— INSTRUCTIONS TO FOLLOW —
Among the entries, which lines carry the string "model"? Copy each of them.
-- Opening Marker --
PR #549, opened 2026-07-04
tools: add HTTP model-switch service (thin wrapper over switch.sh)

titan550:
## What
A HTTP control service that wraps `scripts/switch.sh`, so an experiment harness can `POST /switch` and block until the new model is serving. Only one model fits in VRAM at a time, so cross-model runs mean repeated switches — this makes that programmatic.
-- Closing Marker --
— WRITTEN RESPONSE —
tools: add HTTP model-switch service (thin wrapper over switch.sh)
A HTTP control service that wraps `scripts/switch.sh`, so an experiment harness can `POST /switch` and block until the new model is serving. Only one model fits in VRAM at a time, so cross-model runs mean repeated switches — this makes that programmatic.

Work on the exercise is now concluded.